In the mid-stage trial, patients receiving liraglutide most commonly experienced gastrointestinal side effects associated with other GLP-1s, such as nausea.

This may be one of the advantages of using GLP-1 to treat Alzheimer’s patients – only a small fraction of whom currently receive drugs that target amyloid.

“Having a drug that has a very good safety profile and could be widely used is going to be a huge game changer for the field,” Dr. Paul Edison, professor of neuroscience at Imperial College London and lead author of the trial, told CNBC.

He said that GLP-1s, if approved for Alzheimer’s disease, “could be given virtually anywhere in the world without significant monitoring” for side effects, showing there is “great potential” for the drugs.

But more research is needed, he noted.

Edison is participating in Novo Nordisk’s Phase 3 “EVOKE” and “EVOKE+” trials. The ongoing EVOKE trial is testing semaglutide, the active ingredient in Wegovy and Ozempic, in nearly 2,000 patients with Alzheimer’s disease.

In a statement, Novo Nordisk said it welcomed independent research examining its GLP-1s as treatments for other diseases, but noted that the products are not currently approved for Alzheimer’s disease.

Measures of cognitive function and brain volume were not the primary aims of the study.

The main goal of the trial was to measure how much glucose the brain consumes, an important measure of cognitive function. As Alzheimer’s disease progresses, the metabolic rate of glucose in some parts of the brain declines.

Edison said he and his team felt they didn’t have enough participants in the trial to demonstrate a meaningful change in that rate. But he said it was encouraging that liraglutide met the study’s second goal of demonstrating a benefit on cognitive function, as well as another goal of a change in brain volume.

These results suggest that GLP-1s such as liraglutide may protect the brain, Edison noted.

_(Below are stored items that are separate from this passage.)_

PR #602, opened 2026-05-29
Fix composite gate interpreter

renezander90:
## Description

`decompose_composite_gates` had two related bugs in `_apply_op`, both in the branch that handles primitive sub-gates (i.e. gates with `definition is None`):

**Bug 1 — symbolic params dropped (original fix)**  
When a parametrized composite gate (e.g. `rxx(phi)`) was decomposed, the symbolic expressions in its primitive sub-gates (e.g. `gphase(-phi/2)`) were silently dropped. The decomposed JASPR contained those sub-gates with no dynamic parameter invars, so execution with any backend — simulator or MLIR — would produce wrong results.

The root cause was that `_apply_op` passed primitive sub-gates straight through to `quantum_gate_p.bind` without (a) evaluating their symbolic parameter expressions against the parent gate's symbol→tracer bindings, or (b) normalising the gate to identity params so downstream consumers do not re-apply the expression a second time.

**Bug 2 — constant params embedded in gate object instead of becoming invars (new fix)**  
Primitive sub-gates with *concrete* (non-symbolic) constant params — such as `rz(-π/2)` inside the `xxyy` decomposition — also fell through to the bare `quantum_gate_p.bind` call with no param invars. The constant angle was embedded in the gate object rather than passed as an explicit invar. This caused the MLIR lowering to emit a gate call with the angle input variable missing entirely, producing malformed output.

## Related Issues

Closes #  
Related to #

## Type of Change

- [x] Bug Fix
- [ ] Performance improvement
- [ ] Documentation
- [ ] CI / Build

## Breaking Change?
- [ ] Yes
- [x] No

## What was changed?

**`composite_gate_interpreter.py`**

- Added `_U3_IDENTITY_FACTORIES` and `_make_identity_param_op(op)` — returns a version of a gate whose `params` are exactly `[alpha, beta, ...]` (the dense greek-letter prefix). For standard single-param `U3Gate` types (`gphase`, `rx`, `ry`, `rz`, `p`, `u1`) and the three-param `u3` gate, a fresh gate is created via the existing factory function. This is necessary because `U3Gate.bind_parameters` evaluates the gate's internal `theta/phi/lam/global_phase` fields, not `params` directly — so setting `params` alone is insufficient. For generic `Operation` types the copy's `params` and `abstract_params` are patched directly.

- Fixed `_apply_op` for sub-gates with **symbolic** params: when a primitive sub-gate has `abstract_params`, it now (1) evaluates each `op.params` expression via `lambdify` against the parent gate's symbol→tracer bindings, and (2) calls `_make_identity_param_op` to obtain a gate that downstream consumers can bind correctly. The result is a self-consistent JASPR equation: identity params in the gate object, pre-computed value as the dynamic invar.

- Fixed `_apply_op` for sub-gates with **constant** params: added an `elif op.params:` branch (guarded by `not op.abstract_params`) that promotes each concrete constant to a `jnp.float64` JAX literal tracer and calls `_make_identity_param_op` in the same way as the symbolic path. This ensures every parametrised gate in the decomposed JASPR has its angle(s) as explicit input variables, as required by the MLIR lowering.

**test_composite_gate_interpreter.py**

- Added `test_decompose_parametrized_rxx` — structural check (every primitive gate with `abstract_params` in the decomposed jaspr has exactly `len(abstract_params)` parameter invars) and numerical check (same unitary as the non-decomposed reference).

- Added `test_decompose_parametrized_xxyy` — same two invariants for the two-parameter case.

- Added `test_decompose_constant_param_subgates` — specifically targets Bug 2: verifies that after decomposition every gate's `params` list contains only `sympy.Basic` expressions (never raw Python floats/ints). A raw float in `gate.params` is the observable signature of the constant-param bug. Includes a unitary check on a fixed-param version of the circuit.

## How was it tested?

| Test-ID | Status |
|---------|--------|
| `test_decompose_state_preparation` | ✅ |
| `test_decompose_mcx` | ✅ |
| `test_decompose_cx_is_noop` | ✅ |
| `test_decompose_nested_jaspr` | ✅ |
| `test_call_graph_compression_preserved` | ✅ |
| `test_decompose_scan_body` | ✅ |
| `test_decompose_constant_param_subgates` (new) | ✅ |
| `test_decompose_parametrized_rxx` (new) | ✅ |
| `test_decompose_parametrized_xxyy` (new) | ✅ |

## Reviewer Notes

The key invariant this PR establishes: after `decompose_composite_gates`, every `quantum_gate_p` equation in the resulting JASPR is self-consistent — the gate object has identity params (`params[j] == greek_letters[j]`) and its dynamic invars carry the fully evaluated concrete values, whether those values were computed from symbolic expressions or were plain constants in the original composite definition. No backend needs to interpret the gate's original symbolic expression or read embedded numeric values from the gate object.

The fix deliberately does not touch `jasp_lowering_rules.py`. Making the JASPR semantically correct at the IR level is preferable to compensating for a broken IR inside a single backend lowering rule, because it also fixes correctness for the simulator path (`append_impl`) and the inversion transform (`inv_transform.py`).

The `_U3_IDENTITY_FACTORIES` dictionary must be extended whenever a new named `U3Gate` variant is introduced that has non-zero params. Currently registered: `gphase`, `rx`, `ry`, `rz`, `p`, `u1`, `u3`.

### DIFF
--- a/src/qrisp/jasp/interpreter_tools/interpreters/composite_gate_interpreter.py
+++ b/src/qrisp/jasp/interpreter_tools/interpreters/composite_gate_interpreter.py
@@ -118,7 +118,7 @@ def _apply_op(op, qubit_tracers, abs_qst, param_dict=None):
             # Evaluate each symbolic parameter expression (e.g. -alpha/2) against
             # the parent gate's symbol->tracer bindings to produce a concrete JAX
             # tracer for each parameter slot.
-            computed_tracers = [_lambdify(sorted_syms, expr)(*sorted_tracers) for expr in op.params]
+            computed_tracers = [_lambdify(sorted_syms, expr, modules="jax")(*sorted_tracers) for expr in op.params]
             # Emit an identity-param version of the gate (params = [alpha, beta, ...])
             # together with the pre-computed tracers.  This is required because
             # append_impl later calls gate.bind_parameters({alpha: val}), which
--- a/src/qrisp/jasp/interpreter_tools/interpreters/composite_gate_interpreter.py
+++ b/src/qrisp/jasp/interpreter_tools/interpreters/composite_gate_interpreter.py
@@ -17,9 +17,8 @@
 """
 
 from functools import lru_cache
-
 from jax.extend.core import JaxprEqn
-
+import jax.numpy as jnp
 from sympy import lambdify as _lambdify
 
 from qrisp.jasp.interpreter_tools import exec_eqn, reinterpret, extract_invalues, insert_outvalues
@@ -39,6 +38,8 @@ _U3_IDENTITY_FACTORIES = {
     "ry":     lambda: _std_ops.RYGate(_greek_letters[0]),
     "rz":     lambda: _std_ops.RZGate(_greek_letters[0]),
     "p":      lambda: _std_ops.PGate(_greek_letters[0]),
+    "u1":     lambda: _std_ops.U1Gate(_greek_letters[0]),
+    "u3":     lambda: _U3Gate(_greek_letters[0], _greek_letters[1], _greek_letters[2]),
 }
 
 
@@ -126,6 +127,18 @@ def _apply_op(op, qubit_tracers, abs_qst, param_dict=None):
             # time: bind_parameters({alpha: val}) would yield -val/2 instead of val.
             identity_op = _make_identity_param_op(op)
             return quantum_gate_p.bind(*qubit_tracers, *computed_tracers, abs_qst, gate=identity_op)
+        elif op.params:
+            # Gate has only constant (non-symbolic) parameters — e.g. rz(-π/2)
+            # emitted as an internal fixed rotation inside a composite gate
+            # definition.  Without this branch the parameter value stays embedded
+            # in the gate object and no param invar is emitted.  The MLIR lowering
+            # expects every parametrised gate to have its angle(s) as explicit
+            # input variables, so we promote each constant to a JAX float64 literal
+            # tracer and emit an identity-param gate, exactly as in the symbolic
+            # branch above.
+            const_tracers = [jnp.float64(float(p)) for p in op.params]
+            identity_op = _make_identity_param_op(op)
+            return quantum_gate_p.bind(*qubit_tracers, *const_tracers, abs_qst, gate=identity_op)
         else:
             return quantum_gate_p.bind(*qubit_tracers, abs_qst, gate=op)
 
--- a/src/qrisp/jasp/interpreter_tools/interpreters/composite_gate_interpreter.py
+++ b/src/qrisp/jasp/interpreter_tools/interpreters/composite_gate_interpreter.py
@@ -106,16 +106,24 @@ def _apply_op(op, qubit_tracers, abs_qst, param_dict=None):
 
     if op.definition is None:
         if op.abstract_params and param_dict:
+            # op.abstract_params is a set, so iteration order is non-deterministic.
+            # lambdify maps positional arguments to symbols in the order given, so
+            # the symbol list passed to lambdify and the tracer list must agree on
+            # the same ordering.  We sort by _greek_letter_order (the canonical
+            # index of each symbol in the greek_letters sequence) to get a stable,
+            # deterministic ordering regardless of Python's set hash randomisation.
+            sorted_syms = sorted(op.abstract_params, key=lambda s: _greek_letter_order[s])
+            sorted_tracers = [param_dict[sym] for sym in sorted_syms]
             # Evaluate each symbolic parameter expression (e.g. -alpha/2) against
             # the parent gate's symbol->tracer bindings to produce a concrete JAX
             # tracer for each parameter slot.
-            sorted_syms = sorted(op.abstract_params, key=lambda s: _greek_letter_order[s])
-            sorted_tracers = [param_dict[sym] for sym in sorted_syms]
             computed_tracers = [_lambdify(sorted_syms, expr)(*sorted_tracers) for expr in op.params]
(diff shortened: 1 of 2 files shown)


src/qrisp/jasp/interpreter_tools/interpreters/composite_gate_interpreter.py
```diff
@@ -17,11 +17,67 @@
...
+
+def _make_identity_param_op(op):
+    """Return a version of op whose params are [alpha, beta, ...] (identity expressions).
+
+    Two cases require different treatment:
+
+    U3Gate instances (gphase, rx, ry, rz, p, ...):
+        U3Gate.bind_parameters evaluates its internal fields (theta, phi, lam,
+        global_phase) directly — it does NOT read self.params.  Patching params
+        on a copy therefore has no effect.  Instead, a fresh gate must be
```
positr0nium, line 54: Generating a new copy of the gate here is the right call but we should change (at some point) the behavior of U3Gate attribute (lambda, phi, theta etc.) not being patched when ``.params`` is being updated. This could be achieved by making it a property. (tagging @PietropaoloFrisoni )

src/qrisp/jasp/interpreter_tools/interpreters/composite_gate_interpreter.py
```diff
@@ -36,21 +92,61 @@ def _copy_eqn(eqn):
...
+            # the symbol list passed to lambdify and the tracer list must agree on
+            # the same ordering.  We sort by _greek_letter_order (the canonical
+            # index of each symbol in the greek_letters sequence) to get a stable,
+            # deterministic ordering regardless of Python's set hash randomisation.
+            sorted_syms = sorted(op.abstract_params, key=lambda s: _greek_letter_order[s])
+            sorted_tracers = [param_dict[sym] for sym in sorted_syms]
+            # Evaluate each symbolic parameter expression (e.g. -alpha/2) against
+            # the parent gate's symbol->tracer bindings to produce a concrete JAX
+            # tracer for each parameter slot.
+            computed_tracers = [_lambdify(sorted_syms, expr)(*sorted_tracers) for expr in op.params]
```
positr0nium:
```suggestion
            computed_tracers = [_lambdify(sorted_syms, expr, modules="jax")(*sorted_tracers) for expr in op.params]
```

positr0nium (approved):

src/qrisp/jasp/interpreter_tools/interpreters/composite_gate_interpreter.py
PietropaoloFrisoni: Yes, a `setter` should work here

tests/jax_tests/test_composite_gate_interpreter.py
```diff
@@ -264,3 +274,154 @@ def scan_body(carry, x):
...
+        qv = QuantumVariable(2)
+        xxyy(0.5, 0.4, qv[0], qv[1])
+        return qv
+
+    jaspr_fixed = make_jaspr(circuit_fixed)()
+    decomposed_fixed = decompose_composite_gates(jaspr_fixed)
+    assert_same_unitary(jaspr_fixed, decomposed_fixed)
+
+
+def test_decompose_parametrized_rxx():
```
PietropaoloFrisoni: Can we please add another test for `rzz`, since it has the same parametrised sub-gate structure as `rxx`?

src/qrisp/jasp/interpreter_tools/interpreters/composite_gate_interpreter.py
```diff
@@ -17,11 +17,67 @@
...
+        constructed via its factory function so that the internal fields carry
+        the identity symbolic structure (e.g. GPhaseGate(alpha) has
+        global_phase=alpha, not -alpha/2).
+
+    Generic Operation instances:
+        Operation.bind_parameters lambdifies over self.params, so patching
+        params=[alpha, beta, ...] and clearing the lambdify cache is sufficient.
+    """
+    n = len(op.params)
+    if n == 0:
```
PietropaoloFrisoni:
```suggestion
    if not n:
```

https://pylint.readthedocs.io/en/latest/user_guide/messages/convention/use-implicit-booleaness-not-comparison-to-zero.html

src/qrisp/jasp/interpreter_tools/interpreters/composite_gate_interpreter.py
```diff
@@ -36,21 +92,61 @@ def _copy_eqn(eqn):
...
+            computed_tracers = [_lambdify(sorted_syms, expr, modules="jax")(*sorted_tracers) for expr in op.params]
+            # Emit an identity-param version of the gate (params = [alpha, beta, ...])
+            # together with the pre-computed tracers.  This is required because
+            # append_impl later calls gate.bind_parameters({alpha: val}), which
+            # must map val -> val (identity).  Using the original gate (e.g.
+            # gphase(-alpha/2)) would cause the expression to be applied a second
+            # time: bind_parameters({alpha: val}) would yield -val/2 instead of val.
+            identity_op = _make_identity_param_op(op)
+            return quantum_gate_p.bind(*qubit_tracers, *computed_tracers, abs_qst, gate=identity_op)
+        elif op.params:
```
PietropaoloFrisoni:
```suggestion
        if op.params:
```


https://pylint.readthedocs.io/en/latest/user_guide/messages/refactor/no-else-return.html

PietropaoloFrisoni (commented):
Thanks @renezander90, looks great!

PietropaoloFrisoni (approved):
🚀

“I think demonstrating cognitive improvement is key, because that’s what patients are interested in,” he told CNBC.

He said liraglutide likely does this in a variety of ways, including reducing inflammation in the brain, improving how nerve cells in the brain communicate, and reducing insulin resistance as well as reducing two hallmarks of Alzheimer’s disease: toxic proteins called amyloid plaque and tau.

Further research is needed to confirm this, Edison said.